Prompt:
Your answer must be an exact copy of the data below.
*** Data for this task ***
PR #1060, opened 2019-03-01
Add support for '%' type to output floating point values as a percentage.

gawain-bolton:
This helps with compatibility with Python's format strings.

### DIFF
--- a/include/fmt/format.h
+++ b/include/fmt/format.h
@@ -2646,10 +2646,12 @@ template <typename Range> class basic_writer {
*** End of Data for this task ***
Answer section:
PR #1060, opened 2019-03-01
Add support for '%' type to output floating point values as a percentage.

gawain-bolton:
This helps with compatibility with Python's format strings.

### DIFF
--- a/include/fmt/format.h
+++ b/include/fmt/format.h
@@ -2646,10 +2646,12 @@ template <typename Range> class basic_writer {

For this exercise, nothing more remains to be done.